» **What to work on**: Transcribe exactly the span of lines that begins the records and ends with the line holding "PR #850, opened 2024-12-17", both boundary lines included.

Collected data entries
=== Begin Enclosure ===
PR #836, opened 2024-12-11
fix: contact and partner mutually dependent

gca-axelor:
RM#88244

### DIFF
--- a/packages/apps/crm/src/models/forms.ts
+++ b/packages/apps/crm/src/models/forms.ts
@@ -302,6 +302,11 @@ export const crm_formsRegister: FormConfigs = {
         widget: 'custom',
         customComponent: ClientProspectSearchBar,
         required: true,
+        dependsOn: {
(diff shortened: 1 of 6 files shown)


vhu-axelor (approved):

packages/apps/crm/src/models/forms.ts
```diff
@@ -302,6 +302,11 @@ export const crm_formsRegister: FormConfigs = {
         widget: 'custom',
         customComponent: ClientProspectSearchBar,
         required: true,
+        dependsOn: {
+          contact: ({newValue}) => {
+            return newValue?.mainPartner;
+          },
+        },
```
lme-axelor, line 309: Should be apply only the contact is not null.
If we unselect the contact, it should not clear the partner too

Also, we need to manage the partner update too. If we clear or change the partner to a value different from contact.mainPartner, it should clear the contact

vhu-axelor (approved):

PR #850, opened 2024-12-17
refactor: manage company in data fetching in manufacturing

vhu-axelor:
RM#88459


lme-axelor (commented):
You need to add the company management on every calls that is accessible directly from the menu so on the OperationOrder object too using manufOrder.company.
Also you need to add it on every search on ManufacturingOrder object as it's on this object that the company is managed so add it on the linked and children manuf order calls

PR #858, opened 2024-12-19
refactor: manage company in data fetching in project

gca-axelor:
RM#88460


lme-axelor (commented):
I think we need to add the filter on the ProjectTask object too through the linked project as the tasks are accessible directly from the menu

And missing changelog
=== End Enclosure ===
» **The completed task**:
PR #836, opened 2024-12-11
fix: contact and partner mutually dependent

gca-axelor:
RM#88244

### DIFF
--- a/packages/apps/crm/src/models/forms.ts
+++ b/packages/apps/crm/src/models/forms.ts
@@ -302,6 +302,11 @@ export const crm_formsRegister: FormConfigs = {
         widget: 'custom',
         customComponent: ClientProspectSearchBar,
         required: true,
+        dependsOn: {
(diff shortened: 1 of 6 files shown)


vhu-axelor (approved):

packages/apps/crm/src/models/forms.ts
```diff
@@ -302,6 +302,11 @@ export const crm_formsRegister: FormConfigs = {
         widget: 'custom',
         customComponent: ClientProspectSearchBar,
         required: true,
+        dependsOn: {
+          contact: ({newValue}) => {
+            return newValue?.mainPartner;
+          },
+        },
```
lme-axelor, line 309: Should be apply only the contact is not null.
If we unselect the contact, it should not clear the partner too

Also, we need to manage the partner update too. If we clear or change the partner to a value different from contact.mainPartner, it should clear the contact

vhu-axelor (approved):

PR #850, opened 2024-12-17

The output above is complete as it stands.